If an agent is given a tool that reads external data (like fetching a webpage or reading a user-submitted file), a malicious payload in that data can instruct the LLM to execute other available tools. The agent could be hijacked into executing destructive actions (e.g., via a GitHub or filesystem MCP) without human oversight. SO, do use AgentEventObserver.on_tool_start() method for granular control over agent's actions.

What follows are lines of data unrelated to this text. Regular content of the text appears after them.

PR #10694, opened 2026-06-08
refactor change-to-swap and submarine-payment parts from GUI to backend 

accumulator:
Move submarine swap support code from qt gui to backend and common_qt, where applicable.
    
This covers the functionality for swap use during payments (so, change-to-ln and
submarine-payments) present in `gui/qt/confirm_tx_dialog`, not the 'standalone' swap.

3. Denial of Service via Payload Serialization:

Agents interacting with APIs that return massive, deeply nested JSON payloads may experience performance degradation during the engine's double-serialization checks. To mitigate this, limit the scope of the data your tools are allowed to fetch.

MITIGATIONS:

• The tool strictly requires MCP configuration via RunnerConfig to be valid and well-formed to avoid malicious runtime tool injection.
• Utilize ToolExecutionController.on_prompt_respond() (blocks, prompt the user for feedback) and ToolExecutionController.on_prompt_confirmation() (blocks, prompt the user to confirm (y/n) with event hooks) for control during tool execution.
• AgentEventObserver implementing on_tool_start() provides means to enforce human validation before assembling tool coroutine pool and executing, with different levels of control (use ToolStartDecision).
• Write your system prompt carefully and choose your MCP servers wisely.
• Finally, this tool is all about robustness - it's meant to be a lightweight engine for agentic applications. Hence, it is at the developer responsibility to enforce security measures against the above risks.